Edit- Aaron answered it.


----------



## Scotiadawg (Dec 5, 2011)

straight_lines said:


> All depends on the wind. Its something you have to keep an eye on all day especially on the beach like that where it can change several times in an hour. If it isn't something that has to be perfect you can turn down pressure really low.
> 
> Edit- Aaron answered it.


Used to watch a "flip" show where the painters sprayed everything - including the ext windows-no cover of any kind, then drive away and leav paint covered windows with just a small square of clean glass in the middle.:blink:. The "flippers" always seemed happy cause it was done double quick AND cheap but i wlways wondered who had to clean up the damn mess after the "paint" crew left.


----------



## TJ Paint (Jun 18, 2009)

One method suggested but that I've never tried was to shoot the windows real heavy, intentionally. Heavy rather than just a fine spray is supposed to peel off real easy... 
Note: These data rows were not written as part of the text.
PR #524, opened 2021-11-30
Switch to projected HANA cluster detail view

fabriziosestito:
Switch the cluster detail view to the projected consul-free one, by adding the `GetByID` method to the cluster service and some minor improvement to the already existing Cluster model.
Minor bug fixed and some dead code removed, the old view is kept for the `Unknown` cluster type.

Some leftovers:
-  [ ] Refactor the tag api to use the new clusters service
- [ ] Refactor SIDs (plural) in just one SID in the cluster entity/model


web/app.go
```diff
@@ -170,7 +170,8 @@ func NewAppWithDeps(config *Config, deps Dependencies) (*App, error) {
 	webEngine.GET("/hosts/:name", NewHostHandler(deps.consul, deps.subscriptionsService))
 	webEngine.GET("/catalog", NewChecksCatalogHandler(deps.checksService))
 	webEngine.GET("/clusters", NewClusterListHandler(deps.clustersService))
-	webEngine.GET("/clusters/:id", NewClusterHandler(deps.consul, deps.checksService))
+	webEngine.GET("/clusters/:id", NewClusterHandler(deps.clustersService))
+	webEngine.GET("/clusters/:id/generic", NewClusterGenericHandler(deps.consul))
```
arbulu89, line 174: I understand that this is a temporary solution to split the consul based handlers with the new ones, right?
Even though it could be still useful once we remove consul to avoid having the `generic` suffix in the URLs in the templates, and manage the logic like this

web/templates/cluster_hana.html.tmpl
```diff
@@ -102,17 +98,15 @@
...
+            {{ template "sites" .Cluster.Details.Nodes.GroupBySite }}
         </div>
     </div>
     <hr>
 
     <h3>SBD/Stonith</h3>
-    {{- if .Cluster.IsFencingSBD }}
-        {{ template "sbd" .Cluster.SBD }}
-    {{- end }}
+    {{ template "sbd" .Cluster.Details.SBDDevices }}
```
arbulu89, line 107: I know that by now we always use SBD as fencing, but having the native Azure fencing system is quite normal in production systems. With this change, we would have an empty div after this `h3` header with empty values.
Not a big deal, but I just wanted to mention it

web/templates/cluster_hana.html.tmpl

I've never tested on a job yet though...


----------



## aaron61 (Apr 29, 2007)

Depends on what type of windows but we do incorporate this method on multi pane windows that we will be painting.Sometimes using liquid mask but most of the time you don't need it.


----------



## aaron61 (Apr 29, 2007)




----------



## Dunbar Painting (Mar 19, 2010)

aaron61 said:


> The right size tips & pressure and you would be surprised how much faster you can move with less covering.


I end up wasting a whole day for 2 guys to mask off an entire house. Roof, soffits, windows, ground, decks etc... cost me a lot in terms of bidding.

When spraying stucco I usually use a 5 17 tip and spray with the pressure half way.

What would be your advice???

Also, when using shields and spraying soffits high up (not on perfectly flat buildings like that). I find it dangerous and kinda scary to spray and shield at the same time. So I tend to just mask... but this is also a time killer.

Thoughts?


----------



## Sully (May 25, 2011)

aaron61 said:


> Would this be a working vacation? I could us the help.


Looks like a good time to me!


----------



## aaron61 (Apr 29, 2007)

Dunbar Painting said:


> I end up wasting a whole day for 2 guys to mask off an entire house. Roof, soffits, windows, ground, decks etc... cost me a lot in terms of bidding.
> 
> When spraying stucco I usually use a 5 17 tip and spray with the pressure half way.
> 
> ...


Utilize spray shields more.On a job like that the spray guy will will have 4 to 6 shields in rotation and a helper. Use it till it has to much paint to be useful,give it to the helper to clean & dry while you move on with the next 1.Sometimes the helper can also assist with the shielding just don't get to comfortable with that or you will start loosing time.The helper should always be doing something else while not cleaning a shield.Covering,preping,moving ladders,getting paint ready,pullin hoses,etc...


----------